Segment Start: Information shown

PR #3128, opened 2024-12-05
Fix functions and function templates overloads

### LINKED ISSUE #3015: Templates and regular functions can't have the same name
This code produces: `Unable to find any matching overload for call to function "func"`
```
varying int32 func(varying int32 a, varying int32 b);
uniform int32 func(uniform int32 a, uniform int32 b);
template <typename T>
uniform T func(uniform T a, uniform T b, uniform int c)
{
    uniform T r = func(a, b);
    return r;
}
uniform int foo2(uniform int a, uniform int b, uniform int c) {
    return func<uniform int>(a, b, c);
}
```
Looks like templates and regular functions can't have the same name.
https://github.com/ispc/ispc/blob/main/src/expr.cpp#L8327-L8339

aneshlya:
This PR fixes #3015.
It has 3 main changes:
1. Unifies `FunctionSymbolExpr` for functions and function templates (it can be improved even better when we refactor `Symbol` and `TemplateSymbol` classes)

Segment End: Information shown

**Goal of the exercise**
Going from the line that has "This PR fixes #3015." through the last line of the entries, retype each line exactly as given and add nothing.

**Written response**
This PR fixes #3015.
It has 3 main changes:
1. Unifies `FunctionSymbolExpr` for functions and function templates (it can be improved even better when we refactor `Symbol` and `TemplateSymbol` classes)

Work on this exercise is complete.